Jesus de la Villa's book comes highly-recommended by a coach (a Russian IM) whom I approached about this question. It is refreshingly focused on making your study time as productive (in terms of decisive game results) as possible.
My own assessment of Silman's material is that while it has rich instructive content, I find the style of presentation (cynical, demeaning of the players at times) unappealing. It also lacks focus at times.
I agree that the more comprehensive works such as Dvoretsky's Endgame Manual and Averbakh's Chess Endings: Essential Knowledge should be left until you're at least 2000 ELO. I would also recommend using them sparingly; some of the topics are too arcane to be useful (such as K+R+f-pawn+h-pawn vs K+R, or K+B+N vs K). But by that time, you could just get Fundamental Chess Endings by Müller and Lamprecht, and you'd be set for life.
If you haven't made a purchase yet, for more depth I'd invite you to consider Starting Out: Pawn Endgames, Starting Out: Minor Piece Endgames and Starting Out: Rook Endgames by Everyman Publishing. All are available in a Kindle edition at Amazon for about $10. Used paperback copies are very reasonably priced as well. I believe the Rook book is still in publication, but Everyman doesn't seem to be selling the other two anymore.

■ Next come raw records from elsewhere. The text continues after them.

PR #255, opened 2026-05-02
Improve wake-up task coverage

### LINKED ISSUE #241: Improve wake-up task coverage when due-dated tasks saturate fetch window
## Summary

The wake-up loader over-fetches active task memories in a single sorted window. Because `TaskService.list` sorts by `Review By` ascending and Notion places null dates after dated rows, a project with enough due-dated tasks can fill the window before Stale or Active/null-date tasks appear.

## Why this matters

The renderer honestly reports saturation, but wake-up can still underrepresent parts of the task inventory. Session priming should give agents a balanced view of overdue, stale, and active work without requiring a separate reconcile/audit command.

## Code references

- `src/core/wakeup.ts` — `computeTasksFetchLimit` and task fetch comments explain the 4x over-fetch strategy.
- `src/core/wakeup.ts` — sort-order invariant documents null-date rows being starved when due-dated rows fill the window.
- `src/mcp/tools/context.ts` — renderer exposes saturation markers for capped buckets.

## Acceptance criteria

- Change task wake-up loading to avoid one due-dated bucket starving Stale/Active buckets, either by per-bucket queries, pagination-until-buckets-filled, or another bounded strategy.
- Keep session-start latency bounded and predictable.
- Preserve the existing saturation marker when coverage is still incomplete.
- Add tests with enough due-dated tasks to fill the current fetch window and prove null-date tasks still surface.

Iron-Ham:
## Summary
- Load wake-up tasks through bounded per-bucket windows so due-dated tasks cannot hide stale or active null-date work.
- Preserve lower-bound saturation markers using task-list cursor/cap metadata.
- Keep the shell hook fair by selecting visible tasks across Overdue, Stale, and Active.

Closes #241

## Test plan
- npm run typecheck
- npm run lint
- npm test
- npm run build
- node dist/cli.js hooks wakeup (from ~/.lore production vault config)


Iron-Ham (commented):
Reviewed the wake-up task coverage changes across core, hooks, and MCP context rendering. I do not have any blocking findings.

The expanded task buckets and rendering paths preserve the existing wake-up contract while making active work harder to drop. Focused tests and typecheck passed in review; CI is green/neutral. Residual risk is live Notion sort/null-date behavior, which remains outside the mocked coverage.

Iron-Ham (commented):
**Verdict:** Solid net win. The diagnosis is correct: `Review By ASC` + Notion's null-last placement WAS starving Stale/Active in due-date-heavy projects, and three bounded windows is the cleanest way out. Per-bucket saturation reporting is a real improvement over the single shared marker. A few sharp edges below — nothing blocks merge, but a couple should-fix items would benefit users on the Mail vault before this hits production.

### Should-fix

🟡 **Hook output is now interleaved, not urgency-sorted (`src/hooks/helpers.ts:775-810`)**
`selectHookWakeUpTasks` round-robins across buckets — output is `overdue[0], stale[0], active[0], overdue[1], stale[1], active[1], …`. This contradicts the new `WakeUpData.tasks` JSDoc you just wrote (`src/core/wakeup.ts:317-322`): "Ordered Overdue, Stale, Active so flat renderers still lead with the strongest urgency signal." The hook is the only flat renderer, and it's NOT leading with the strongest urgency signal — it's interleaving by index.

For the agent reading the wake-up output, this is a real signal regression: an overdue task 30 days past due now sits next to a 31-day stale task, so the visual rhythm doesn't track urgency. Either:
- (a) Update the JSDoc to admit the hook deliberately fairness-samples, OR
- (b) Make `selectHookWakeUpTasks` consume buckets in priority order (drain all overdue first, then stale, then active — with an optional per-bucket reservation if you want to prevent overdue from monopolizing the budget on a 100-overdue project).

If the goal is "fair representation when a bucket dominates," a 60/30/10 reservation (`floor(limit * 0.6)` overdue, `floor(limit * 0.3)` stale, remainder active, then fill leftover slots from any non-empty bucket in priority order) is a single change that preserves urgency ordering AND prevents starvation. The current round-robin scheme picks fairness over urgency unconditionally.

🟡 **Hook test does not assert ordering (`src/hooks/wakeup.test.ts:272-329`)**
The new `"renders a fair task subset when overdue rows dominate"` test only asserts presence of 3 specific titles. It doesn't pin the ordering contract — so whichever decision you take on the point above (round-robin vs. priority-then-fill) won't be caught by future regressions. Add an order assertion: at minimum, the first `### …` task line should be one of the 12 overdue rows, OR the test should explicitly accept the interleaved order.

🟡 **`staleCapped` / `activeCapped` mix two different "capped" semantics (`src/core/wakeup.ts:512-520`)**

```ts
staleCapped:
  taskWindowCapped(staleCandidatesWindow) &&
  stale.length >= opts.limit,
```

`taskWindowCapped` reflects whether the **candidate window** filled (server saw more rows than the page returned). `stale.length >= opts.limit` reflects whether the **post-filter survivor count** filled. The `&&` is correct for the user-visible claim ("there are more stale rows we can't see"), but the asymmetry warrants a comment — a future contributor will read `taskWindowCapped` returning true and assume the bucket is capped. Worth a 2-line comment explaining why both halves are needed: a saturated candidate window where post-filter found 5 stale is NOT a capped Stale bucket, because the next page of older rows would yield only younger rows (sort is `updatedAtAsc`), which by definition aren't stale.

🟡 **Three task queries on every wake-up tripled the Notion round-trip count (`src/core/wakeup.ts:474-494`)**
Pre-PR: 1 task query per wake-up. Post-PR: 3 task queries per wake-up, all in `Promise.all` so wall-clock is unchanged, BUT this is now 3 entries in the shared per-token rate-limit bucket on every session start. On a project with `taskLimit: 0` you correctly skip; otherwise the cost is paid even on projects with no tasks. Per `CLAUDE.md` the rate-limit is per-token, so concurrent sessions can compound this. Consider:
- (a) Skip the stale/active queries when the overdue query returned a partial window (`overdueWindow.items.length < tasksFetchLimit`) and the partial covered all due-dated tasks — there's nothing for the other two queries to surface beyond what a single combined fetch would have.
- (b) Or short-circuit when `tasksFetchLimit <= 10` and just use one query — the starvation is only a real problem at higher caps.

Not a blocker. The fan-out is bounded and parallel, but it's worth flagging given `CLAUDE.md`'s explicit "rate limits are per token" doctrine.

### Nits

💭 **The default sort branch lost its rationale comment (`src/core/task.ts:355-360`)**
The pre-PR sort had a 4-line comment ("Sort by `Review By` ascending so most-overdue / soonest-due rows float to the top — same default `lore-query action='audit'` uses, and the right answer for a triage list."). The post-PR comment is "Default sort is due-date triage order. Wake-up passes last-edited variants to load Stale / Active bucket windows without due-date ordering hiding null-due rows." The first half lost the cross-reference to `lore-query action='audit'`, which was useful drift insurance. Consider keeping it.

💭 **`computeTasksFetchLimit` rationale is now load-bearing for three queries, not one (`src/core/wakeup.ts:128-152`)**
The docstring still references "the active-tasks query" (singular). Update to reflect that this same multiplier applies to every per-bucket query.

💭 **`dedupeTaskBuckets` is structurally defensive (`src/core/wakeup.ts:524-534`)**
Cross-bucket duplicates are server-side impossible (overdue uses `on_or_before: today`; stale/active use `after: today OR is_empty`). Within stale-vs-active, the post-filter splits on `staleDays >= 30` which is strict, so a single task can land in only one bucket. Worth a comment: this dedupe exists for defense-in-depth (a future filter loosening, a Notion timezone bug, or eventual-consistency) — not because the current pipeline can produce duplicates.

### Cross-PR coupling

The `src/core/task.ts` changes here add new `filter` and `sort` branches in the middle of `TaskService.list`. Both #251 (TaskUpdatePartialFailureError) and #254 (relation pagination) also touch the same file:

- **#254 (pagination)** rewrites the line `items: result.pages.map(page => toTaskSummary(...))` to `items: await Promise.all(result.pages.map(async page => ...))` and adds `hydrateMemoryRelationProperties` calls. **No conflict with #255** — #255 only touches the filter/sort composition above this line, and the `result.pages` shape is unchanged. Land order doesn't matter; rebases will be clean.

- **#251 (partial update failures)** adds `TaskUpdatePartialFailureError` and modifies `TaskService.update`. **No conflict with #255** — completely disjoint code paths. Either can land first.

- **`ListTasksOpts` additions are purely additive** (both fields optional). Compatible with #251/#254 — neither touches `ListTasksOpts`.

- **The new `WakeUpServices.tasks.list` return shape adds `capped?: boolean`**, which `TaskService.list` already returns (non-optional). The optional-on-shape, non-optional-on-impl pattern is intentional for compatibility with test stubs — make sure stubs in `wakeup.test.ts` and `context.test.ts` are wired to return `capped` explicitly when they want the saturation marker, otherwise `taskWindowCapped` falls back to `nextCursor` which the new test fixtures DO populate. Consistent with the existing pattern.

### What I liked

- The diagnosis is sharp. The PR description's "due-dated tasks cannot hide stale or active null-date work" names the exact failure mode without hand-waving, and the stale/active queries are sorted to put the right rows in the bounded window first (`updatedAtAsc` for oldest-edited stale candidates; `updatedAtDesc` for newest-edited active candidates).
- Per-bucket saturation reporting (`overdueCapped` / `staleCapped` / `activeCapped`) replacing the shared `≥` marker is a real improvement — a vault that's only saturated in Overdue no longer prefixes Stale and Active counts with `≥` for no reason. The `countLabel(... capped)` plumbing in `src/mcp/tools/context.ts:728-748` correctly threads each bucket's own bound through.
- The `dueAfterOrEmpty` filter using `or: [is_empty, after]` is the right Notion shape — null-due rows are first-class members of the non-overdue set, and the strict `after` (vs inclusive `on_or_before` on the overdue side) keeps the overdue/non-overdue partition disjoint at exactly `today`.
- Test fixtures use realistic `4×limit` saturation thresholds (41 rows against a 40-row window) instead of the prior 40/40 boundary case, which is the more honest test of saturation marker behavior.

Iron-Ham (commented):
Clean on current head 2f2e4c4: prior findings addressed, no remaining blockers/nits/follow-ups, checks green/neutral. GitHub still reports mergeability as UNKNOWN after base movement, so the rebase-merge endpoint is the final gate. GitHub disallows self-approval from the PR author account.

If you want to limit yourself to just one book, then I would also encourage you to check out James Howell's Essential Chess Endings. Howell is a chess coach who was frustrated with the unsuitability of the available endgame manuals for teaching aspiring tournament players. His book is readable, uses actual games, and emphasizes strategic themes for each type of endgame. Enjoyable and effective. It's (sadly) only available at a reasonable price as a Kindle book on Amazon (the used copies are a goldmine, apparently).